TANE´TUM
TANE´TUM or
TANNE´TUM (
Τάνητον, Ptol.: Eth.
Tanetanus, Plin.: S. Ilario), a small town of Gallia Cispadana, on the Via Aemilia, between Regium Lepidum and Parma, and distant 10 miles from the former and 8 from the latter city. (
Itin. Ant. p. 287;
Itin. Hier. p. 616;
Tab. Peut.) It is mentioned in history before the Roman conquest of this part of Italy, as a Gaulish village, to which the praetor L. Manlius retired after his defeat by the Boii in B.C. 218, and where he was surrounded and besieged by that people. (Pol. 3.40;
Liv. 21.25.) Its name is not again noticed in history, but it is mentioned both by Pliny and Ptolemy as a municipal town of Gallia Cispadana, though it appears to have never risen to be a place of importance. (
Plin. Nat. 3.15. s. 20;
Ptol. 3.1.46; Phlegon,
Macrob. 1.) Livy calls the Gaulish town “vicus Pado propinquus,” an expression which would lead to an erroneous idea of its position; for we learn from the Itineraries that it certainly stood on the Via Aemilia, at a distance of more than 10 miles from the Padus.

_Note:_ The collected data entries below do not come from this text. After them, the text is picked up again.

PR #639, opened 2022-07-19
Remove eslint disable

daniel-heppner-ibigroup:
This is mostly just reordering a few huge files so that functions aren't used before they're defined, and also removed eslint-disable comments from them. I also replaced `ts-disable` with `ts-expect-error`, which doesn't require an eslint override and also will throw an error if, in the future, it is no longer needed. (Redundant `ts-expect-error` statements generate an error if there is no error)

### DIFF
--- a/lib/actions/form.js
+++ b/lib/actions/form.js
@@ -1,3 +1,4 @@
+// TODO: Typescript
 import { createAction } from 'redux-actions'
 import coreUtils from '@opentripplanner/core-utils'
 import debounce from 'lodash.debounce'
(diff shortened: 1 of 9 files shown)


miles-grant-ibigroup (approved):
Everything still works thank you

lib/actions/form.js
```diff
@@ -1,5 +1,3 @@
-// TODO: Typescript
```
philip-cline, line 1: Should the Typescript TODO stand?

philip-cline (approved):
Just one quick question, works and looks good to me.

lib/actions/form.js
daniel-heppner-ibigroup: Good catch!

The site is still occupied by a large village, which is now called, from the name of its principal church,
Sant‘ Ilario; but a hamlet or village about half a mile to the N. still retains the name of
Taneto. It is distant about 2 miles from the river
Enza, the Nicia of Pliny (
3.16. s. 20), which flows into the
Po, about 12 miles from the point where it crosses the Aemilian Way.